PR #12025, opened 2026-07-15
[#12024] improvement(common): harden JDBC unsafe-parameter detection against connectionProperties smuggling

### LINKED ISSUE #12024: [Improvement] Harden JdbcUrlUtils unsafe-parameter detection against connectionProperties smuggling

`JdbcUrlUtils.validateJdbcConfig` rejects dangerous JDBC connection parameters (MySQL `autoDeserialize`, `queryInterceptors`, `allowLoadLocalInfile`, …; PostgreSQL `socketFactory`, …) that can lead to RCE when a catalog is created/altered. The current check has two gaps on the catalog datasource path (`DataSourceUtils` → DBCP2 `BasicDataSourceFactory`):

1. **It inspects config *values*, not *names*.** `containsValueIgnoreCase` matches a param name against config values, but the map *keys* are never checked. An unsafe parameter supplied as a config key is not detected.
2. **It ignores DBCP2's `connectionProperties`.** DBCP2 recognizes a `connectionProperties` key whose value is a `;`-delimited list of `name=value` pairs that it forwards verbatim to the JDBC driver. A user can reach it via `gravitino.bypass.connectionProperties=autoDeserialize=true` (the `gravitino.bypass.` prefix is stripped before the map reaches the datasource), smuggling an unsafe parameter straight to the driver and fully bypassing the check.

The URL substring check `lowerUrl.contains(lowerParam)` is also locale-sensitive (`toLowerCase()` without `Locale.ROOT`).

### How should we improve?

- Inspect the parameter **names** the driver actually receives: every config **key**, plus each name embedded in the `connectionProperties` value.
- Parse `connectionProperties` **exactly as DBCP2 does** (`Properties.load` after replacing `;`→`\n`) so escape/newline/`\uXXXX` parser-differential smuggling can't slip through; reject a malformed value fail-closed.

**Task brief**
Copy out the listing above, line by line and exactly, from its first line to the line holding "2. **It ignores", inclusive.

**Answer for this exercise**
PR #12025, opened 2026-07-15
[#12024] improvement(common): harden JDBC unsafe-parameter detection against connectionProperties smuggling

### LINKED ISSUE #12024: [Improvement] Harden JdbcUrlUtils unsafe-parameter detection against connectionProperties smuggling

`JdbcUrlUtils.validateJdbcConfig` rejects dangerous JDBC connection parameters (MySQL `autoDeserialize`, `queryInterceptors`, `allowLoadLocalInfile`, …; PostgreSQL `socketFactory`, …) that can lead to RCE when a catalog is created/altered. The current check has two gaps on the catalog datasource path (`DataSourceUtils` → DBCP2 `BasicDataSourceFactory`):

1. **It inspects config *values*, not *names*.** `containsValueIgnoreCase` matches a param name against config values, but the map *keys* are never checked. An unsafe parameter supplied as a config key is not detected.
2. **It ignores DBCP2's `connectionProperties`.** DBCP2 recognizes a `connectionProperties` key whose value is a `;`-delimited list of `name=value` pairs that it forwards verbatim to the JDBC driver. A user can reach it via `gravitino.bypass.connectionProperties=autoDeserialize=true` (the `gravitino.bypass.` prefix is stripped before the map reaches the datasource), smuggling an unsafe parameter straight to the driver and fully bypassing the check.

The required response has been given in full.